• _WORK TO COMPLETE_
Repeat only the stretch of lines below that runs from the line with "DELETED to query" through the line with "Just leave the", unaltered.

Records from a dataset
=-=-=-=-=

PR #388, opened 2021-08-31
Add endpoint to remove delegated resource owner

loldot:
- [x] New feature
- [ ] Bug fix
- [ ] High impact

**Description of work:**
Add endpoint to delete delegated resource owners

**Testing:**
- [x] Can be tested
- [x] Local tests are passing

**Checklist:**
- [x] Considered work items 
- [x] Considered security

### DIFF
--- a/src/backend/api/Fusion.Resources.Api/Controllers/Departments/DepartmentsController.cs
+++ b/src/backend/api/Fusion.Resources.Api/Controllers/Departments/DepartmentsController.cs
@@ -96,7 +96,7 @@ namespace Fusion.Resources.Api.Controllers
                 new DeleteDelegatedResourceOwner(departmentString, azureUniqueId)
             );
 
-            if (deleted) return Ok();
+            if (deleted) return NoContent();
             else return NotFound();
         }
 
--- a/src/backend/api/Fusion.Resources.Api/Controllers/Departments/DepartmentsController.cs
+++ b/src/backend/api/Fusion.Resources.Api/Controllers/Departments/DepartmentsController.cs
@@ -79,6 +79,27 @@ namespace Fusion.Resources.Api.Controllers
             return CreatedAtAction(nameof(GetDepartments), new { departmentString }, null);
         }
 
+        [HttpDelete("/departments/{departmentString}/delegated-resource-owner/{azureUniqueId}")]
+        public async Task<IActionResult> DeleteDelegatedResourceOwner(string departmentString, Guid azureUniqueId)
+        {
+            #region Authorization
+            var authResult = await Request.RequireAuthorizationAsync(r =>
+            {
+                r.AlwaysAccessWhen().FullControl().FullControlInternal();
+            });
+
+            if (authResult.Unauthorized)
+                return authResult.CreateForbiddenResponse();
+            #endregion
+
+            var deleted = await DispatchAsync(
+                new DeleteDelegatedResourceOwner(departmentString, azureUniqueId)
+            );
+
+            if (deleted) return Ok();
+            else return NotFound();
+        }
+
         [HttpGet("/projects/{projectId}/positions/{positionId}/instances/{instanceId}/relevant-departments")]
         public async Task<ActionResult<ApiRelevantDepartments>> GetPositionDepartments(
             Guid projectId, Guid positionId, Guid instanceId)
--- a/src/backend/api/Fusion.Resources.Domain/Commands/Departments/DeleteDelegatedResourceOwner.cs
+++ b/src/backend/api/Fusion.Resources.Domain/Commands/Departments/DeleteDelegatedResourceOwner.cs
@@ -12,12 +12,12 @@ namespace Fusion.Resources.Domain.Commands.Departments
     public  class DeleteDelegatedResourceOwner : IRequest<bool>
     {
         private readonly string departmentId;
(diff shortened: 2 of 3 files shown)


src/backend/api/Fusion.Resources.Domain/Commands/Departments/DeleteDelegatedResourceOwner.cs
```diff
@@ -0,0 +1,43 @@
...
+using System.Text;
+using System.Threading;
+using System.Threading.Tasks;
+
+namespace Fusion.Resources.Domain.Commands.Departments
+{
+    public  class DeleteDelegatedResourceOwner : IRequest<bool>
+    {
+        private readonly string departmentId;
+        private readonly Guid delegatedOnwerAzureUniqueId;
```
xssic, line 15: should probably be owner (and not onwer)

src/backend/api/Fusion.Resources.Domain/Commands/Departments/DeleteDelegatedResourceOwner.cs
```diff
@@ -0,0 +1,43 @@
...
+            private readonly ResourcesDbContext db;
+
+            public Handler(ResourcesDbContext db)
+            {
+                this.db = db;
+            }
+
+            public async Task<bool> Handle(DeleteDelegatedResourceOwner request, CancellationToken cancellationToken)
+            {
+                var query = db.DepartmentResponsibles
```
xssic, line 34: I prefer to query for items, and remove(range) if found, then only call savechanges if actually modifying the database

src/backend/api/Fusion.Resources.Api/Controllers/Departments/DepartmentsController.cs
```diff
@@ -79,6 +79,27 @@ public async Task<ActionResult> AddDelegatedResourceOwner(string departmentStrin
...
+
+            if (authResult.Unauthorized)
+                return authResult.CreateForbiddenResponse();
+            #endregion
+
+            var deleted = await DispatchAsync(
+                new DeleteDelegatedResourceOwner(departmentString, azureUniqueId)
+            );
+
+            if (deleted) return Ok();
```
xssic, line 99: I would return NoContent instead of OK

src/backend/api/Fusion.Resources.Api/Controllers/Departments/DepartmentsController.cs
```diff
@@ -79,6 +79,27 @@ public async Task<ActionResult> AddDelegatedResourceOwner(string departmentStrin
...
+            else return NotFound();
```
xssic, line 100: Any possibility to check for existing data and return NotFound before issuing DeleteDelegatedResourceOwner ?

I would have checked for data before auth check returning NotFound if nothing to remove.

src/backend/api/Fusion.Resources.Domain/Commands/Departments/DeleteDelegatedResourceOwner.cs
xssic: if(query.Any){removerange, savechanges}

src/backend/tests/Fusion.Resources.Api.Tests/IntegrationTests/DepartmentsController.cs
```diff
@@ -110,6 +110,44 @@ public async Task AddDepartmentResponsible_ShouldBeAllowed_WhenAdmin()
...
+            {
+                DateFrom = "2021-02-02",
+                DateTo = "2022-02-05",
+                ResponsibleAzureUniqueId = fakeResourceOwner.AzureUniqueId
+            });
+
+            resp = await Client.TestClientDeleteAsync<dynamic>(
+                $"/departments/{testDepartment}/delegated-resource-owner/{fakeResourceOwner.AzureUniqueId}?api-version=1.0-preview"
+            );
+            resp.Response.StatusCode.Should().Be(HttpStatusCode.OK);
```
xssic, line 133: NoContent?

src/backend/api/Fusion.Resources.Domain/Commands/Departments/DeleteDelegatedResourceOwner.cs
loldot: Wouldn't that require two roundtrips to the database? (I think the call to .Any() enumerates the enumerable). Whereas the method used here will only do one roundtrip to the database. Sending delete x where y when running savechangesasync().

src/backend/api/Fusion.Resources.Api/Controllers/Departments/DepartmentsController.cs
loldot: I don't think disclosing whether an item exists or not to unauthorized users is necessary, in most cases it does not matter, but in some cases even knowing something is there could be sensitive info.

src/backend/api/Fusion.Resources.Domain/Commands/Departments/DeleteDelegatedResourceOwner.cs
xssic: probably ok, just asking :-)

xssic (approved):

PR #409, opened 2021-10-19
Api - Analytics - Add person reference to absence analytics endpoint

xssic:
- [x] New feature
- [ ] Bug fix
- [ ] High impact

**Description of work:**
Add person model to absence analytics endpoint.
Since we query for all absence, we require person info to map against.

[AB#22603](https://statoil-proview.visualstudio.com/9949ad5e-7d15-4531-901e-296574079ee1/_workitems/edit/22603)

**Testing:**
- [ ] Can be tested
- [x] Local tests are passing

**Checklist:**
- [x] Considered work items 
- [ ] Considered security

### DIFF
--- a/src/backend/api/Fusion.Resources.Api/Controllers/Requests/AnalyticsController.cs
+++ b/src/backend/api/Fusion.Resources.Api/Controllers/Requests/AnalyticsController.cs
@@ -99,7 +99,7 @@ namespace Fusion.Resources.Api.Controllers
             public Guid Id { get; set; }
             public bool IsPrivate { get; set; }
             public string? Comment { get; set; }
-            public ApiPerson Person { get; set; }
+            public ApiPerson? Person { get; set; }
             public ApiTaskDetails? TaskDetails { get; set; }
             public DateTimeOffset AppliesFrom { get; set; }
             public DateTimeOffset? AppliesTo { get; set; }


src/backend/api/Fusion.Resources.Api/Controllers/Requests/AnalyticsController.cs
```diff
@@ -85,6 +85,8 @@ private ApiPersonAbsenceForAnalytics(QueryPersonAbsenceBasic absence)
                 Comment = absence.Comment;
                 TaskDetails = (absence.TaskDetails != null) ? new ApiTaskDetails(absence.TaskDetails) : null;
 
+                Person = new ApiPerson(absence.Person!);
```
HansDahle, line 88: Maybe rather do a nullcheck and throw your own error, instead of this potentially resulting in a nullreferror.. 
Or just do a check, if not null, set the property.. 

Kind of depends what we want as an outcome.. Do we want 1 row failing, or the whole dataset failing, if one row is invalid... ?

xssic: All rows will have a person. But null check will be added.

HansDahle (approved):

PR #446, opened 2021-12-13
fix: table scroll fix and overdue icon

eskil0312:
- Make sure only table scrolls, not entire page
- Added warning  icon to actual mpp page of overdue or soon overdue 
NOTE: Use fusion-components version of warning icon. Tried with fusion react icon, but got error.
Use fusion comp version for now due to the high propriety of this pr

### DIFF
--- a/src/frontend/package-lock.json
+++ b/src/frontend/package-lock.json
@@ -1,6 +1,6 @@
 {
   "name": "resources",
-  "version": "2.1.5",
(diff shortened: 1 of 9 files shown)


terjebra (approved):
Looks good

tobiasny (commented):
Changes look fine to me :) @terjebra will you have a final review and approve these changes?

PR #453, opened 2022-01-14
API - ExternalPersonnel handle/expose properties indicating users deleted in azure

xssic:
- [x] New feature
- [ ] Bug fix
- [ ] High impact

**Description of work:**
* Added DELETED property to DBExternalPersonnel
* Added IsDeleted & DELETED to query models (QueryContractPersonnel/QueryExternalPersonnelPerson)
* Added IsDeleted & DELETED to api models/odata filters (ApiContractPersonnel/ApiExternalPersonnelPerson)
* Added DELETED to be updated during profile refresh (IsDeleted already being updated)

[AB#25133](https://statoil-proview.visualstudio.com/9949ad5e-7d15-4531-901e-296574079ee1/_workitems/edit/25133)

**Testing:**
- [ ] Can be tested
- [x] Local tests are passing

**Checklist:**
- [x] Considered work items 
- [ ] Considered security


loldot (approved):

HansDahle:
What should we do regarding already deleted accounts.. 
Just leave the deleted date as null? or set today? 

I think this date should exist in the people api, if you resolve the account given the azure id. Maybe in the profile refresh, we can use this property if the account is deleted, but the deleted date is null?

xssic:
I will update deleted date based on PPL-expired date for already existing accounts.
Current implementation resolves by mail, but we could probably extend the profile sync to resolve by azure unique id when available. 
To be able to use expired-flags, the Fusion.Integration.Profile.Abstractions must be updated.

PR #472, opened 2022-02-18
 Flag deleted instances

loldot:
- [x] New feature
- [ ] Bug fix
- [ ] High impact

**Description of work:**
- [AB#26367](https://statoil-proview.visualstudio.com/9949ad5e-7d15-4531-901e-296574079ee1/_workitems/edit/26367)

Sometimes a request is created for a position instance and then later the position instance is deleted in org.
This change should flag when that has happened.

**Testing:**
- [x] Can be tested
- [x] Local tests are passing

**Checklist:**
- [x] Considered work items 
- [x] Considered security

### DIFF
--- a/src/backend/api/Fusion.Resources.Domain/Models/QueryResourceAllocationRequest.cs
+++ b/src/backend/api/Fusion.Resources.Domain/Models/QueryResourceAllocationRequest.cs
@@ -135,6 +135,8 @@ namespace Fusion.Resources.Domain
         public List<QueryRequestAction>? Actions { get; set; }
         public List<QueryConversationMessage>? Conversation { get; set; }
 
+        public bool IsOrgInstanceDeleted => OrgPositionInstanceId.HasValue && OrgPositionInstance == null;
+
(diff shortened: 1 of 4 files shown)


src/backend/api/Fusion.Resources.Domain/Models/QueryResourceAllocationRequest.cs
```diff
@@ -135,6 +135,8 @@ public QueryResourceAllocationRequest(DbResourceAllocationRequest entity, QueryW
         public List<QueryRequestAction>? Actions { get; set; }
         public List<QueryConversationMessage>? Conversation { get; set; }
 
+        public bool IsOrgInstanceDeleted => OrgPositionInstanceId.HasValue && OrgPositionInstance == null;
```
HansDahle, line 138: Are we sure OrgPositionInstance allways will be present? 
I was thinking more of hooking in to the event stream from org and update the db with a property when an instance is deleted. 
That way we can crawl for corrupt data and use it in queries etc..

PR #476, opened 2022-03-01
Key rotation pipeline update

HansDahle:
Updated the pipeline to use latest version of powershell, which allows setting a display name for the secrets generated. This leads to improved visibility when inspecting expiring secrets etc.

Issues encountered due to bugs in the PS module at version 7.1.0, which is default on hosted agents. Resolved this by forcing 7.2.0 version which is normally pre-installed on the agents.


xssic (approved):
nice 👍 

Do you know if we could/should do similar exercise for other deploy pipelines too ?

=-=-=-=-=

• _SOLVED EXERCISE_
* Added IsDeleted & DELETED to query models (QueryContractPersonnel/QueryExternalPersonnelPerson)
* Added IsDeleted & DELETED to api models/odata filters (ApiContractPersonnel/ApiExternalPersonnelPerson)
* Added DELETED to be updated during profile refresh (IsDeleted already being updated)

[AB#25133](https://statoil-proview.visualstudio.com/9949ad5e-7d15-4531-901e-296574079ee1/_workitems/edit/25133)

**Testing:**
- [ ] Can be tested
- [x] Local tests are passing

**Checklist:**
- [x] Considered work items 
- [ ] Considered security


loldot (approved):

HansDahle:
What should we do regarding already deleted accounts.. 
Just leave the deleted date as null? or set today? 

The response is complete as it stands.